Une espèce aux populations très variables
Le poulpe possède une particularité biologique qui complique fortement le suivi scientifique : sa durée de vie est extrêmement courte, généralement autour d’un an. Autrement dit, chaque année correspond pratiquement à une nouvelle génération. Les populations peuvent donc varier très fortement selon les conditions environnementales. On observe parfois ce que les scientifiques appellent des « blooms » de poulpes : des années où l’espèce devient soudainement très abondante. En 2024 par exemple, des pêcheurs au Royaume-Uni ont signalé des captures jusqu’à soixante fois supérieures à celles des années précédentes. Des phénomènes similaires ont été observés en 2025 au Royaume-Uni. Ces variations sont souvent liées à la survie des jeunes individus, elle-même influencée par des facteurs environnementaux : température de l’eau, conditions météorologiques ou disponibilité alimentaire. La difficulté consiste ensuite à déterminer la part respective des facteurs naturels et des activités humaines, notamment la pêche.
Une zone relativement préservée
Dans le parc naturel marin du Cap Corse et des Agriates, la pression de pêche reste relativement faible. Quelques pêcheurs y travaillent, mais l’activité est limitée.
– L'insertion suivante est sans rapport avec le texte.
PR #139, opened 2026-03-26
Fix: WebKit Inspector Protocol compatibility (navigate, target, async, cookies)

### LINKED ISSUE #137: WebKitClient: Fix navigation, target lifecycle, async evaluate, and cookie operations
## Problem

After fixing Target multiplexing (#128), several WebKit Inspector Protocol operations still fail due to protocol differences between Chrome DevTools Protocol and the actual WebKit Inspector Protocol exposed via ios-webkit-debug-proxy.

### Bug 1: `Page.navigate` not supported (CRITICAL)
```
ProtocolError: 'Page.navigate' was not found (code: -32601)
```
The WebKit Inspector Protocol does not expose `Page.navigate`. Navigation must use `Runtime.evaluate('window.location.href = url')` as a fallback.

### Bug 2: Target destroyed on navigation (CRITICAL)
When a page navigates (via click or JS), the current target is destroyed (`Target.targetDestroyed`) and a new target is created (`Target.targetCreated`). The client sets `activeTargetId = null` on destruction but does **not** auto-attach to the new target. All subsequent commands fail with "No active target".

### Bug 3: `Runtime.awaitPromise` returns empty object (HIGH)
```javascript
evaluate('new Promise(r => setTimeout(() => r(42), 100))') // returns {} instead of 42
```
The `Runtime.awaitPromise` response format may differ from what the client expects, or the method may not be supported in this protocol version.

### Bug 4: Cookie methods timeout (HIGH)
```
Page.setCookie timed out after 15000ms
Page.getCookies timed out after 15000ms
```
Cookie operations via `Page.setCookie`/`Page.getCookies` either don't exist in this protocol or use a different response format. Need to investigate alternative approaches (e.g., `Runtime.evaluate` with `document.cookie`).

### Fix 1: Navigate fallback
In `navigate()` method:
1. Try `Page.navigate` first
2. On -32601 error, fall back to `Runtime.evaluate('window.location.href = url')`
3. Wait for page load by polling `document.readyState` since `Page.loadEventFired` may also not work

```typescript
async navigate(options: NavigateOptions): Promise<NavigateResult> {
  const { url, waitUntil, timeout } = options;
  await this.enableDomain('Page').catch(() => {});
  
  try {
    await this.send('Page.navigate', { url });
  } catch (e) {
    if (e instanceof ProtocolError && e.code === -32601) {
      // Fallback: navigate via JS
      await this.evaluate(`window.location.href = ${JSON.stringify(url)}`);
    } else throw e;
  }
  
  // Wait for load via polling
  await this.waitForPageLoad(waitUntil, timeout);
  return { url, status: 200, loadTime: Date.now() - start };
}
```

### Fix 2: Auto-attach to new target after navigation
In `handleMessage()`, when `Target.targetCreated` fires:
- If `activeTargetId` is null (previous target was destroyed), auto-set the new page target
- Re-enable previously enabled domains on the new target

```typescript
if (msg.method === 'Target.targetCreated') {
  const info = msg.params?.targetInfo;
  if (info?.type === 'page') {
    if (!this.activeTargetId) {
      this.activeTargetId = info.targetId;
      // Re-enable domains
      const domains = [...this.enabledDomains];
      this.enabledDomains.clear();
      for (const domain of domains) {
        this.enableDomain(domain).catch(() => {});
      }
    }
    this.targetReadyResolve?.();
  }
  return;
}
```

### Fix 3: Async evaluate fallback
In `evaluate()`, when `Runtime.awaitPromise` fails or returns unexpected format:
1. Try `Runtime.awaitPromise` first
2. If it fails or returns empty, fall back to wrapping the expression in an async IIFE and polling

```typescript
// If awaitPromise returns empty/undefined, use polling fallback
if (awaited.result?.value === undefined && awaited.result?.type === 'object') {
  // Fallback: wrap in async and re-evaluate with returnByValue
  const wrappedResult = await this.send('Runtime.evaluate', {
    expression: `(async () => { return ${expression}; })().then(v => JSON.stringify(v))`,
    returnByValue: true,
    emulateUserGesture: true,
  });
  // Parse the stringified result
}
```

### Fix 4: Cookie operations via evaluate
Replace `Page.setCookie`/`Page.getCookies`/`Page.deleteCookie` with `Runtime.evaluate` based approaches:

```typescript
async getCookies(): Promise<Cookie[]> {
  try {
    return await this.send('Page.getCookies');
  } catch {
    // Fallback: parse document.cookie
    const raw = await this.evaluate<string>('document.cookie');
    return this.parseCookieString(raw);
  }
}

async setCookies(cookies: Cookie[]): Promise<void> {
  for (const cookie of cookies) {
    try {
      await this.send('Page.setCookie', cookie);
    } catch {
      await this.evaluate(`document.cookie = "${cookie.name}=${cookie.value}; path=${cookie.path || '/'}; domain=${cookie.domain || ''}"`);
    }
  }
}
```

## Files to Modify
- `src/webkit/client.ts` — All 4 fixes in one file

### Navigation (Bug 1)
- [ ] `navigate({url: 'https://example.com'})` completes without error
- [ ] `navigate` returns `{url, status, loadTime}` with reasonable values
- [ ] Page content is accessible via `evaluate('document.title')` after navigate
- [ ] `readPage()` returns content from the navigated page
- [ ] Multiple sequential navigations work (navigate → navigate → navigate)

### Target Lifecycle (Bug 2)
- [ ] After `click('a')` that triggers navigation, commands still work
- [ ] `activeTargetId` is automatically updated to new target
- [ ] Previously enabled domains are re-enabled on new target
- [ ] `evaluate()` works immediately after target transition
- [ ] `screenshot()` works after target transition
- [ ] Rapid navigation (click link → click another link) doesn't crash

### Async Evaluate (Bug 3)
- [ ] `evaluate('new Promise(r => setTimeout(() => r(42), 100))')` returns `42`
- [ ] `evaluate('Promise.resolve("hello")')` returns `"hello"`
- [ ] `evaluate('fetch("https://example.com").then(r => r.status)')` returns `200`
- [ ] Non-promise expressions still work: `evaluate('1+1')` returns `2`

### Cookies (Bug 4)
- [ ] `getCookies()` returns array (may be empty)
- [ ] `setCookies([{name:'test', value:'123', domain:'example.com', path:'/'}])` succeeds
- [ ] `getCookies()` includes the test cookie after set
- [ ] `clearCookies()` removes cookies
- [ ] `getCookies()` returns empty after clear

### Regression
- [ ] `npx tsc --noEmit` passes
- [ ] `npm run test` passes
- [ ] `npm run lint` passes (0 errors)
- [ ] Existing evaluate functionality unchanged (title, objects, errors)
- [ ] `screenshot()` still works
- [ ] `readPage()` still works

## Context
Discovered during Phase 1 verification (#122, sections 8-9, 11). These are all consequences of the WebKit Inspector Protocol being a subset of Chrome DevTools Protocol with different method availability.

shaun0927:
## Summary
- **Navigate**: Fall back to `window.location.href` when `Page.navigate` unavailable; poll `document.readyState` instead of `Page.loadEventFired`
- **Target lifecycle**: Auto-attach to new page target after navigation destroys the old one; re-enable domains on new target
- **Async evaluate**: Fallback when `Runtime.awaitPromise` returns empty objects
- **Cookies**: Fall back to `document.cookie` via evaluate when `Page.setCookie`/`Page.getCookies` unavailable

## Test plan
- [ ] `navigate('https://example.com')` succeeds
- [ ] `evaluate('document.title')` returns correct title after navigate
- [ ] Click-navigation doesn't break subsequent commands
- [ ] `evaluate('new Promise(r => setTimeout(() => r(42), 100))')` returns 42
- [ ] `getCookies()` returns array
- [ ] `setCookies([...])` succeeds
- [ ] `npx tsc --noEmit` passes
- [ ] `npm run test` passes
- [ ] `npm run lint` passes (0 errors)

Closes #137

### DIFF
--- a/src/webkit/client.ts
+++ b/src/webkit/client.ts
@@ -185,15 +185,22 @@ export class WebKitClient extends EventEmitter implements BrowserBackend {
     // Handle Target events (multiplexing protocol)
     if (msg.method === 'Target.targetCreated') {
       const info = msg.params?.targetInfo;
-      if (info?.type === 'page' && !this.activeTargetId) {
+      if (info?.type === 'page') {
+        // Always track the latest page target
+        // If old target still exists, it will be destroyed shortly
         this.activeTargetId = info.targetId;
         // Re-enable domains on new target (e.g., after navigation destroys old target)
         const domains = [...this.enabledDomains];
         this.enabledDomains.clear();
-        for (const domain of domains) {
-          this.enableDomain(domain).catch(() => {});
-        }
-        this.targetReadyResolve?.();
+        // Re-enable domains then signal target readiness
+        Promise.all(
+          domains.map(domain => this.enableDomain(domain).catch(err => {
+            console.error(`[WebKitClient] Failed to re-enable ${domain} on new target: ${(err as Error).message}`);
+          }))
+        ).then(() => {
+          this.targetReadyResolve?.();
+        });
+        return;  // Don't call targetReadyResolve here, wait for domains
       }
       return;
     }
@@ -381,18 +388,42 @@ export class WebKitClient extends EventEmitter implements BrowserBackend {
       await new Promise(r => setTimeout(r, 300));
       try {
         const readyState = await this.evaluate<string>('document.readyState');
-        if (waitUntil === 'domcontentloaded' && (readyState === 'interactive' || readyState === 'complete')) break;
-        if (waitUntil === 'load' && readyState === 'complete') break;
-        if (!waitUntil && readyState === 'complete') break;
+        if (waitUntil === 'networkidle') {
+          // networkidle not directly detectable via polling
+          // Fall back to 'complete' readyState + extra delay
+          if (readyState === 'complete') {
+            await new Promise(r => setTimeout(r, 500)); // extra settle time
+            break;
+          }
+        } else if (waitUntil === 'domcontentloaded') {
+          if (readyState === 'interactive' || readyState === 'complete') break;
+        } else if (waitUntil === 'load') {
+          if (readyState === 'complete') break;
+        } else {
+          if (readyState === 'complete') break;
+        }
       } catch {
         // Target may be transitioning during navigation, keep polling
         continue;
       }
     }
 
+    // P0-1: Check if we actually broke out or timed out
+    const finalReadyState = await this.evaluate<string>('document.readyState').catch(() => '');
+    const expectedState = waitUntil === 'domcontentloaded' ? 'interactive' : 'complete';
+    if (finalReadyState !== 'complete' && finalReadyState !== expectedState) {
+      throw new TimeoutError(`Navigation timeout after ${navTimeout}ms (readyState: ${finalReadyState})`);
+    }
+
+    // P0-2: Try to get real HTTP status from Performance API
+    const currentUrl = await this.evaluate<string>('document.URL').catch(() => options.url);
+    const status = await this.evaluate<number>(
+      `(function() { try { var e = performance.getEntriesByType('navigation')[0]; return e ? e.responseStatus || 200 : 200; } catch(ex) { return 200; } })()`
+    ).catch(() => 200);
+
     return {
-      url: options.url,
-      status: 200,
+      url: currentUrl,
+      status,
       loadTime: Date.now() - startTime,
     };
   }
@@ -465,6 +496,9 @@ export class WebKitClient extends EventEmitter implements BrowserBackend {
       }
 
       // Fallback: re-evaluate with async wrapper that JSON-stringifies the result
+      // NOTE: This fallback re-evaluates the expression. Expressions with side effects
+      // (network requests, mutations) will execute twice. This is a known limitation
+      // of the WebKit Inspector Protocol's incomplete Runtime.awaitPromise support.
       const fallback = await this.send<{
         result: { type: string; subtype?: string; value?: unknown; objectId?: string };
         wasThrown: boolean;
@@ -558,6 +592,8 @@ export class WebKitClient extends EventEmitter implements BrowserBackend {
       return cookies;
     } catch {
       // Fallback: parse document.cookie via evaluate
+      // Fallback: document.cookie cannot access httpOnly cookies.
+      // Results will be incomplete for httpOnly cookies.
       const raw = await this.evaluate<string>('document.cookie');
       if (!raw) return [];
       return raw.split(';').map(pair => {


shaun0927 (commented):
## PR #139: Fix: WebKit Inspector Protocol compatibility

- [ ] **[P0]** Navigate polling loop silently succeeds on timeout — when the while loop expires, execution falls through and returns `{status: 200}` as if navigation succeeded. Must throw `TimeoutError` after the loop. — `src/webkit/client.ts:380-397` (Confidence: 98/100)

- [ ] **[P0]** Navigate returns hardcoded `status: 200` — should attempt to read actual status via `performance.getEntriesByType('navigation')[0]?.responseStatus` or document the limitation. — `src/webkit/client.ts:394` (Confidence: 92/100)

- [ ] **[P0]** `Target.targetCreated` handler swallows domain re-enable failures via `.catch(() => {})` — if re-enabling fails, subsequent commands fail with cryptic errors. No retry, no error propagation, `targetReadyResolve` called regardless. — `src/webkit/client.ts:194` (Confidence: 90/100)

### P1 — Must Fix

- [ ] **[P1]** `Target.targetCreated` only fires when `!activeTargetId` — race condition if new target appears before old one destroyed. — `src/webkit/client.ts:188` (Confidence: 82/100)
- [ ] **[P1]** Async evaluate fallback re-executes the expression — side effects run twice. Should use objectId from first evaluation. — `src/webkit/client.ts:472` (Confidence: 95/100)
- [ ] **[P1]** JSON.stringify/parse roundtrip loses undefined, BigInt, Date, Map/Set, Infinity/NaN — document limitation. — `src/webkit/client.ts:472,496` (Confidence: 88/100)
- [ ] **[P1]** `waitUntil: 'networkidle'` has no branch in polling loop — spins for full timeout then silently succeeds. — `src/webkit/client.ts:384-386` (Confidence: 97/100)
- [ ] **[P1]** Cookie fallback via `document.cookie` cannot read httpOnly cookies — silently incomplete results. — `src/webkit/client.ts:559-574` (Confidence: 95/100)

### P2 — Improve

- [ ] **[P2]** 300ms polling interval hardcoded — extract to constant
- [ ] **[P2]** `clearCookies` tries `Page.deleteAllCookies` which doesn't exist — always falls through
- [ ] **[P2]** evaluate fallback returns `undefined as T` silently
- [ ] **[P2]** getCookies fallback omits sameSite field
- [ ] **[P2]** clearCookies JS fallback doesn't clear subdomain/non-root-path cookies

### Summary
| Priority | Count |
|----------|-------|
| P0 | 3 |
| P1 | 5 |
| P2 | 5 |

### Verdict
**REQUEST_CHANGES** — Fix P0s (timeout handling, hardcoded status, domain re-enable) and P1s before merge.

Cela fait de cette zone un site particulièrement intéressant pour le suivi scientifique, car les populations y sont moins influencées par l’exploitation intensive que dans certaines régions de Méditerranée.
Dans des pays comme l’Espagne ou la Tunisie, la pêche au poulpe est beaucoup plus importante et peut jouer un rôle majeur dans la dynamique des populations.
Vers un protocole scientifique méditerranéen ?
L’un des enjeux majeurs de cette étude dépasse largement la seule Corse. Aujourd’hui, les données scientifiques sur le poulpe en Méditerranée restent fragmentaires et reposent sur des méthodes très différentes selon les pays et les équipes de recherche. Cela rend les comparaisons difficiles. À STARESO, nous avons développé un protocole d’observation reproductible, basé sur des plongées scientifiques et des relevés standardisés. L’idéal serait de pouvoir dupliquer ce protocole à plus grande échelle, dans d’autres parcs marins et sur d’autres littoraux méditerranéens. Un réseau de suivi coordonné permettrait d’obtenir des données comparables entre régions et d’améliorer considérablement la compréhension de cette espèce. À terme, cela pourrait contribuer à une gestion durable du poulpe en Méditerranée, en conciliant conservation des écosystèmes et activités de pêche.

Xavia Martelli est biologiste marine et chargée d’études à la station scientifique STARESO, en Corse, où elle travaille depuis 2023.

Originaire de Corse, elle est diplômée d’une licence de biologie puis d’un master en gestion intégrée du littoral et des écosystèmes, obtenu à l’Université de Corse à Corte. Ses travaux portent sur l’écologie côtière, la biodiversité marine et le suivi des populations d’espèces méditerranéennes.
Au sein de STARESO, elle participe à de nombreuses études environnementales conduites pour des collectivités, des ports, des parcs naturels marins et des gestionnaires d’espaces littoraux. Ses recherches combinent observations de terrain, plongée scientifique et analyse des dynamiques d’écosystèmes.
Elle pilote actuellement l’un des premiers programmes de suivi scientifique du poulpe commun (Octopus vulgaris) dans le parc naturel marin du Cap Corse et des Agriates, avec l’ambition de poser les bases d’un réseau de suivi méditerranéen de l’espèce.